What this task involves ::
From the entries below, report how many lines contain the string "undefined". Only the number is wanted.

Information supplied ::
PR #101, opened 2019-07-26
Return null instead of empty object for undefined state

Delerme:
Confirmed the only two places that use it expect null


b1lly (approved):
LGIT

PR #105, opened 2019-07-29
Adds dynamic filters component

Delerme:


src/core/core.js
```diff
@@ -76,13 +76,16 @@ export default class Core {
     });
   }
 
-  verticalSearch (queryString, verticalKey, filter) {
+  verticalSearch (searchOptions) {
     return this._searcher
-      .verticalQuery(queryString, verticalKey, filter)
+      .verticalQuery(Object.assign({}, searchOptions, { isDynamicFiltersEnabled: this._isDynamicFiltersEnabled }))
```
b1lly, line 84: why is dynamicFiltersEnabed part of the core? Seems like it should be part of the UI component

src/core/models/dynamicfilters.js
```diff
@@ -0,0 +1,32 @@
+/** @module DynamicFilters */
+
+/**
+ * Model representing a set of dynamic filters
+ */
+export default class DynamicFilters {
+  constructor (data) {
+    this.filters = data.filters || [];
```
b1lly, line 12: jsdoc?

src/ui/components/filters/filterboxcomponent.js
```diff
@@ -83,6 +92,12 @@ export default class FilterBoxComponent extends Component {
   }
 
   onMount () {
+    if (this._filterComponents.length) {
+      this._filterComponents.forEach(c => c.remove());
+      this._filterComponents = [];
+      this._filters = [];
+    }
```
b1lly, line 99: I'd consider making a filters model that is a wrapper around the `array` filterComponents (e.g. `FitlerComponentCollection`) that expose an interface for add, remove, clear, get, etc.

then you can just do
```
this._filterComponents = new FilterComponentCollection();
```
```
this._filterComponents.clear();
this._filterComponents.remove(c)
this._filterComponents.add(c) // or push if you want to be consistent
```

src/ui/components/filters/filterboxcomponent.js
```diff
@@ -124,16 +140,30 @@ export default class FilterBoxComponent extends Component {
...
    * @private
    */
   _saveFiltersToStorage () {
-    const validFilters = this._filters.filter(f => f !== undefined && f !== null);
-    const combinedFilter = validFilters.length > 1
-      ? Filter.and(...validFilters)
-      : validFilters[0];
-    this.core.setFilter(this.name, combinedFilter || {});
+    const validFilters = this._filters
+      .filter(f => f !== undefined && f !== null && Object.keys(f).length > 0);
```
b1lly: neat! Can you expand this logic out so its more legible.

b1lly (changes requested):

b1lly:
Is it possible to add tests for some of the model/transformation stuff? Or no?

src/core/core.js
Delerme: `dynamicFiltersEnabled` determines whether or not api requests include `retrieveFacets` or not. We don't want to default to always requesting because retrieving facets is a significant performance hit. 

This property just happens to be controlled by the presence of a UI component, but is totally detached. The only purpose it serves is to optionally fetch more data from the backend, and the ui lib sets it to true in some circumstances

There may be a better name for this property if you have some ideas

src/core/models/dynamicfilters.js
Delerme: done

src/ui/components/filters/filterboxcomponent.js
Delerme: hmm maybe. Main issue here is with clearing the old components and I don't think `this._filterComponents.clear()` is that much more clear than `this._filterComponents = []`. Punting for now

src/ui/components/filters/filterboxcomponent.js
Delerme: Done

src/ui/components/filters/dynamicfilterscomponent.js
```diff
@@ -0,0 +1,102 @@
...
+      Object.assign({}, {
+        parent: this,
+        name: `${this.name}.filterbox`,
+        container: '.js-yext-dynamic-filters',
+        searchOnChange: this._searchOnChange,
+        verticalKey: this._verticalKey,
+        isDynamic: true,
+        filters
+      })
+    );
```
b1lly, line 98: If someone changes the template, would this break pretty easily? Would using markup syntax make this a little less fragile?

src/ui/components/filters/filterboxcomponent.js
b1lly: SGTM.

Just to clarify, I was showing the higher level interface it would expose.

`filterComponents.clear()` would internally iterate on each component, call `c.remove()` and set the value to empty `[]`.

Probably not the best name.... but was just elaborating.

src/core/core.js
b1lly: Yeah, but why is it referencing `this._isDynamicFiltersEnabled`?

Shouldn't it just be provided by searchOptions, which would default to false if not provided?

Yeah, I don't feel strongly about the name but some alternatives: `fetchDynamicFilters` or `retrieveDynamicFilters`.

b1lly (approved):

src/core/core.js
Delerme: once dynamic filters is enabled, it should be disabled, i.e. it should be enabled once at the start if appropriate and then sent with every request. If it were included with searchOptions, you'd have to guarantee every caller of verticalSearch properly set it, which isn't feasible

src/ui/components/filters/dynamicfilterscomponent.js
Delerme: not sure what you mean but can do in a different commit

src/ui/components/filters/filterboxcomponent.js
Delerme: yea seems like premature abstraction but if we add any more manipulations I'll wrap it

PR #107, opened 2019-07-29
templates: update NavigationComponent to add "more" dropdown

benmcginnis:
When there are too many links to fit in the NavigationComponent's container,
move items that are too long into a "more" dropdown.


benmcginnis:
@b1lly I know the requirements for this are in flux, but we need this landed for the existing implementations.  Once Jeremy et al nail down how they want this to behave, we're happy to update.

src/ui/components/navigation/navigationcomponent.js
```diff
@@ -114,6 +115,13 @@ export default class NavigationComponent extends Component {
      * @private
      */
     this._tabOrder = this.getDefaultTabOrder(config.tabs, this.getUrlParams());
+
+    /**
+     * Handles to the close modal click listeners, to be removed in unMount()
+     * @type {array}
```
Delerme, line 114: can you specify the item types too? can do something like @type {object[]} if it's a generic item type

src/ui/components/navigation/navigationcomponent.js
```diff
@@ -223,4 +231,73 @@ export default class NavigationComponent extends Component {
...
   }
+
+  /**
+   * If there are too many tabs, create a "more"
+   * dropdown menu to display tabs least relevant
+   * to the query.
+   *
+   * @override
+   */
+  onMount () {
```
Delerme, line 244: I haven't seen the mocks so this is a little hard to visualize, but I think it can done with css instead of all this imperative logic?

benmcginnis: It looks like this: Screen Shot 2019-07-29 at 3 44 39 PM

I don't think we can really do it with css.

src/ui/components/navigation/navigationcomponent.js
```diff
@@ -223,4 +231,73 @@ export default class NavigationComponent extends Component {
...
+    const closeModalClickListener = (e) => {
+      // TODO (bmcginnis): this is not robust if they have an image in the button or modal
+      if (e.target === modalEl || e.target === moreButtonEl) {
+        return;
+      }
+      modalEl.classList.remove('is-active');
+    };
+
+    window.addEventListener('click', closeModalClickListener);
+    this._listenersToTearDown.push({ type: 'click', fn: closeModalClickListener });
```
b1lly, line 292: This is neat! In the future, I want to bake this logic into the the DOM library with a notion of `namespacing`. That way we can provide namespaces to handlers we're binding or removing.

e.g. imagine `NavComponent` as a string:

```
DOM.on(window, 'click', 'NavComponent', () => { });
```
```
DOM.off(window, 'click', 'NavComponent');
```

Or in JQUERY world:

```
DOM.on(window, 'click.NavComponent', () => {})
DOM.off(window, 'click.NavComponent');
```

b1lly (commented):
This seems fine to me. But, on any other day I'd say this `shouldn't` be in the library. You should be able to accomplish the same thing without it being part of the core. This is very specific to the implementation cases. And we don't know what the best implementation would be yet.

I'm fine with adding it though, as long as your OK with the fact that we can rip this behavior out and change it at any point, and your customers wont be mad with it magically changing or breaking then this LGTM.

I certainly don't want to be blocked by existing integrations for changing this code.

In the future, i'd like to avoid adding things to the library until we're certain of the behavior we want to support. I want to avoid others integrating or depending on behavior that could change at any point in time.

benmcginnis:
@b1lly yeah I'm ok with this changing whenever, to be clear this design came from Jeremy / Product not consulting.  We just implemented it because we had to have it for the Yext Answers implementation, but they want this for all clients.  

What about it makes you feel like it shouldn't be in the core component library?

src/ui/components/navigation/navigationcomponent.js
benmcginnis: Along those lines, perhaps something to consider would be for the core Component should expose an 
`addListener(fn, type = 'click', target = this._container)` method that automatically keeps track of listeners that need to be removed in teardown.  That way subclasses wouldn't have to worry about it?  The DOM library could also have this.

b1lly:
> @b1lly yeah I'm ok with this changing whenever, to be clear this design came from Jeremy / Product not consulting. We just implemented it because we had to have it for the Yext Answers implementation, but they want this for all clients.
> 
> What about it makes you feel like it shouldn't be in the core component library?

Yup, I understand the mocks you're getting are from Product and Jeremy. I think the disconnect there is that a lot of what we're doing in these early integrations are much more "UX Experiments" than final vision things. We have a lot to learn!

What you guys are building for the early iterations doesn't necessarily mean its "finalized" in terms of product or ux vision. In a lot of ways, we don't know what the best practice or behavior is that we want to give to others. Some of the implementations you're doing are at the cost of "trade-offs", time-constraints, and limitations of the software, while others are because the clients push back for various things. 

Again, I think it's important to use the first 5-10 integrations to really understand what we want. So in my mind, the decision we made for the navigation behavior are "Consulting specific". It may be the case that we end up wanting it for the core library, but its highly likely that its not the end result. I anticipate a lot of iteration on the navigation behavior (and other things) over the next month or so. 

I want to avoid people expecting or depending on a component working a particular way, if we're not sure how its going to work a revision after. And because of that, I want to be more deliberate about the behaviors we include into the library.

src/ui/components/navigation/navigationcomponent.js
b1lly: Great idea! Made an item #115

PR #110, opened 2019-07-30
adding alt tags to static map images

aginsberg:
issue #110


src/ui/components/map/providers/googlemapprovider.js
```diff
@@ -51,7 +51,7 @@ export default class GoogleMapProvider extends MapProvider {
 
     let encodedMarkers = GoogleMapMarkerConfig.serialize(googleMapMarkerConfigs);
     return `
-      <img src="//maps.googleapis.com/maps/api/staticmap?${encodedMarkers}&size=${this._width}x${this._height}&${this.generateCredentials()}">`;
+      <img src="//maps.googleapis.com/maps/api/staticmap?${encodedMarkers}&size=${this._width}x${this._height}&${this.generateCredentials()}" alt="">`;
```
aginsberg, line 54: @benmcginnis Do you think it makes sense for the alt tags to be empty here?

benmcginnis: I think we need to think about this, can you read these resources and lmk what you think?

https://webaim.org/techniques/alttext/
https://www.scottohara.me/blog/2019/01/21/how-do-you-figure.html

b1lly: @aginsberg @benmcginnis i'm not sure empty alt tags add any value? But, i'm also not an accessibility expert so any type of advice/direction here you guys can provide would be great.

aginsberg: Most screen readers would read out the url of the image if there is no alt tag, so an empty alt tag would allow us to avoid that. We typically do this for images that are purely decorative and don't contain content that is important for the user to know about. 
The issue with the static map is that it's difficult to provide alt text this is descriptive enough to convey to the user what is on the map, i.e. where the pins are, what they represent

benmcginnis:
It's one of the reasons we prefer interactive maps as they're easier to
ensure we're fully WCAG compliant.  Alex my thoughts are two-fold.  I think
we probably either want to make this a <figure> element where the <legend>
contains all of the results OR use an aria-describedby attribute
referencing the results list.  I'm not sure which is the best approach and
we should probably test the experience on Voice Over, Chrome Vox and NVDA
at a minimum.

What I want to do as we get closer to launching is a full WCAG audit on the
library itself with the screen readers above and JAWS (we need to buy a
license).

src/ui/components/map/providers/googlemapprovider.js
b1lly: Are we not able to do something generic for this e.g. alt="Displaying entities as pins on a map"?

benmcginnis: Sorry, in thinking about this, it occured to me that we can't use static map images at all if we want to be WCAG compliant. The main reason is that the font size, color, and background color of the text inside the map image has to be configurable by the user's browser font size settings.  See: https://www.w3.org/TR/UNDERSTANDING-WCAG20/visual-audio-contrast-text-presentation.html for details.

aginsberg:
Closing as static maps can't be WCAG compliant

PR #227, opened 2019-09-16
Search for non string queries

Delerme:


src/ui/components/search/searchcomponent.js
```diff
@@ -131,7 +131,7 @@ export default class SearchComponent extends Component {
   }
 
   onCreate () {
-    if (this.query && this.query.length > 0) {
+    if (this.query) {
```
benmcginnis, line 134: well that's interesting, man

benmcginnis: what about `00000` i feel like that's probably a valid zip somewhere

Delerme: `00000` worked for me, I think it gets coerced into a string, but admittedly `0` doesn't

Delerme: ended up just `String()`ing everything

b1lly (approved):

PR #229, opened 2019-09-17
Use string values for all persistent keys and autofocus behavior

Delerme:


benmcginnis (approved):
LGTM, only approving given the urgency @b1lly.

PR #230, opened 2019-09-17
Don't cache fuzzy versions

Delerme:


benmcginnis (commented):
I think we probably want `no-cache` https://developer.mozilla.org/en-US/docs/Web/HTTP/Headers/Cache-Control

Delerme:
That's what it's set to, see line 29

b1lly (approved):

Solution for this problem ::
3